Потому что, наверное, сорок лет
Нам внушали средь наших бед,
Что бессмертия нет, утешенья нет,
А уж Англии, точно, нет.

Но сверкнули мне волны чужих морей,
И другой разговор пошел...
Не за то ли, что список я кораблей,
Мальчик, вслух до конца прочел?

1991



***

Сапоги твои стоят в прихожей,
Словно я живу с кавалеристом.
Здравствуй, день весенний, тонкокожий,
С влажным блеском, с талым аметистом.

На мальчишек женщины похожи,
И короткая идет им стрижка.
Все мы братья, сестры все мы тоже,
Пауза у нас и передышка.

Никого никто не будет мучить
Больше; вшиты солнечные клинья
В сумрак; ах, весною даже тучи
Не внушают мрака и унынья.

1991



ТРОЯ

Т. Венцлове

– Поверишь ли, вся Троя – с этот скверик, –
Сказал приятель, – с детский этот садик,
Поэтому когда Ахилл-истерик
Три раза обежал ее, затратил
Не так уж много сил он, догоняя
Обидчика... – Я маленькую Трою
Представил, как пылится, зарастая
Кустарничком, – и я притих, не скрою.

Поверишь ли, вся Троя – с этот дворик,
Вся Троя – с эту детскую площадку...
Не знаю, что сказал бы нам историк,
Но весело мне высказать догадку
О том, что всё великое скорее
Соизмеримо с сердцем, чем громадно, –
При Гекторе так было, Одиссее,
И нынче точно так же, вероятно.

1993



***

О. Чухонцеву

Мне приснилось, что все мы сидим за столом,
В полублеск облачась, в полумрак,
И накрыт он в саду, и бутыли с вином,
И цветы, и прохлада в обнимку с теплом,
И читает стихи Пастернак.

С выраженьем, по-детски, старательней, чем
Это принято, чуть захмелев,
И смеемся, и так это нравится всем,
Только Лермонтов: «Чур, – говорит, – без поэм!
Без поэм и вступления в Леф!»

А туда, где сидит Председатель, взглянуть...
Но, свалившись на стол с лепестка,
Жук пускается в долгий по скатерти путь...
Кто-то встал, кто-то голову клонит на грудь,
Кто-то бедного ловит жука.

И так хочется мне посмотреть хоть разок
На того, кто... Но тень всякий раз
Заслоняет его или чей-то висок,
И последняя ласточка наискосок
Пронеслась, чуть не врезавшись в нас...

1994



***

«...тише воды, ниже травы...»
А. Блок

Когда б я родился в Германии в том же году,
Когда я родился, в любой европейской стране:
Во Франции, в Австрии, в Польше, – давно бы в аду
Я газовом сгинул, сгорел бы, как щепка в огне,
Но мне повезло – я родился в России, такой,
Сякой, возмутительной, сладко не жившей ни дня
Бесстыдной, бесправной, замученной, полунагой,
Кромешной – и выжить был все-таки шанс у меня.

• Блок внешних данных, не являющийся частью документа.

Issue #5477, opened 2019-10-16
Enable strictNullCheck


kristw:
Please:

- [x] Check for duplicate issues. Please file separate requests as separate issues on GitHub.
- [x] Describe how to reproduce the bug / the goal of the feature request.

Try to build `react-vega`.

- [x] Use the latest versions of Vega and Vega-Lite.

Yes

- [X] If applicable, include error messages and screenshots, GIF videos (e.g. using https://www.cockos.com/licecap/), or working examples (e.g. by clicking share in the [Vega-Editor](https://vega.github.io/editor/) or https://bit.ly/vega-lite-blocks)

```
../../node_modules/vega-lite/build/src/axis.d.ts:20:81 - error TS2344: Type 'BaseAxisNoSignals[k] | null' does not satisfy the constraint 'string | number | boolean | number[] | null'.
  Type 'BaseAxisNoSignals[k]' is not assignable to type 'string | number | boolean | number[] | null'.
    Type 'string | number | number[] | null | undefined' is not assignable to type 'string | number | boolean | number[] | null'.
      Type 'undefined' is not assignable to type 'string | number | boolean | number[] | null'.
        Type 'BaseAxisNoSignals[k]' is not assignable to type 'number[]'.
          Type 'string | number | number[] | null | undefined' is not assignable to type 'number[]'.
            Type 'undefined' is not assignable to type 'number[]'.

20     [k in ConditionalAxisProp]?: BaseAxisNoSignals[k] | ConditionalAxisProperty<BaseAxisNoSignals[k] | null>;
```

domoritz:
We don’t have strict null checks enabled in our code base. I’ll change this to a feature request.

domoritz:
We can't enable it yet. But the typings work with strict null checks.

domoritz:
It would be good to enable strict null checks. See https://www.figma.com/blog/inside-figma-a-case-study-on-strict-null-checks/ for a discussion.

PR #5535, opened 2019-11-10
feat: more changes to prepare for strictNullCheck support

kristw:
Related to #5477

### DIFF
--- a/src/aggregate.ts
+++ b/src/aggregate.ts
@@ -61,11 +61,11 @@ export function isAggregateOp(a: string | ArgminDef | ArgmaxDef): a is Aggregate
 
 export const COUNTING_OPS: NonArgAggregateOp[] = ['count', 'valid', 'missing', 'distinct'];
 
-export function isCountingAggregateOp(aggregate: string | Aggregate): boolean {
+export function isCountingAggregateOp(aggregate?: string | Aggregate): boolean {
   return isString(aggregate) && contains(COUNTING_OPS, aggregate);
 }
 
-export function isMinMaxOp(aggregate: Aggregate | string): boolean {
+export function isMinMaxOp(aggregate?: Aggregate | string): boolean {
   return isString(aggregate) && contains(['min', 'max'], aggregate);
 }
 
--- a/src/aggregate.ts
+++ b/src/aggregate.ts
@@ -62,11 +62,11 @@ export function isAggregateOp(a: string | ArgminDef | ArgmaxDef): a is Aggregate
 export const COUNTING_OPS: NonArgAggregateOp[] = ['count', 'valid', 'missing', 'distinct'];
 
 export function isCountingAggregateOp(aggregate: string | Aggregate): boolean {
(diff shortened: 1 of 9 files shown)


src/aggregate.ts
```diff
@@ -62,11 +62,11 @@ export function isAggregateOp(a: string | ArgminDef | ArgmaxDef): a is Aggregate
 export const COUNTING_OPS: NonArgAggregateOp[] = ['count', 'valid', 'missing', 'distinct'];
 
 export function isCountingAggregateOp(aggregate: string | Aggregate): boolean {
-  return aggregate && isString(aggregate) && contains(COUNTING_OPS, aggregate);
+  return isString(aggregate) && contains(COUNTING_OPS, aggregate);
 }
 
 export function isMinMaxOp(aggregate: Aggregate | string): boolean {
-  return aggregate && isString(aggregate) && contains(['min', 'max'], aggregate);
```
domoritz: Shouldn't this be

```ts
export function isCountingAggregateOp(aggregate?: string | Aggregate): boolean {
  return isString(aggregate) && contains(COUNTING_OPS, aggregate);
}

export function isMinMaxOp(aggregate?: Aggregate | string): boolean {
  return isString(aggregate) && contains(['min', 'max'], aggregate);
}
```

src/scale.ts
```diff
@@ -406,7 +406,7 @@ export type Domain = number[] | string[] | boolean[] | DateTime[] | 'unaggregate
 export type Scheme = string | SchemeParams;
 
 export function isExtendedScheme(scheme: string | SchemeParams): scheme is SchemeParams {
-  return scheme && !!scheme['name'];
+  return typeof scheme !== 'string' && !!scheme['name'];
```
domoritz:
```suggestion
  return !isString(scheme) && !!scheme['name'];
```

src/util.ts
```diff
@@ -282,7 +282,7 @@ export function deleteNestedProperty(obj: any, orderedProps: string[]) {
   if (orderedProps.length === 0) {
     return true;
   }
-  const prop = orderedProps.shift();
+  const prop = orderedProps.shift() as string;
```
domoritz: I think this is cleaner

```suggestion
  const prop = orderedProps.shift()!;
```

src/util.ts
```diff
@@ -282,7 +282,7 @@ export function deleteNestedProperty(obj: any, orderedProps: string[]) {
   if (orderedProps.length === 0) {
     return true;
   }
-  const prop = orderedProps.shift();
+  const prop = orderedProps.shift()!;
```
domoritz: This violates our linting rules. We should probably change the linting rules or add an exception here.

```suggestion
  const prop = orderedProps.shift()!; // eslint-disable-line @typescript-eslint/no-non-null-assertion
```

What do you think is better? 

Btw, I wish we could figure out a way to run the full test suite on forks but somehow it doesn't work yet. You can make branches in our repo as `krw/*` and send PRs from there.

domoritz:
Thank you.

И я арифметики этой стесняюсь чуть-чуть,
Как выгоды всякой на фоне бесчисленных бед.
Плачь, сердце! Счастливый такой почему б не вернуть
С гербом и печатью районного загса билет
На вход в этот ужас? Но сказано: ниже травы
И тише воды. Средь безумного вихря планет!
И смотрит бесслезно, ответа не зная, увы,
Не самый любимый, но самый бесстрашный поэт.

1995



***

Сначала ввязаться в сраженье, ввязаться в сраженье!
А там поглядим, – говорил молодой Бонапарт.
Но пишется так же примерно и стихотворенье,
Когда вдохновенье ведет нас и, значит, азарт!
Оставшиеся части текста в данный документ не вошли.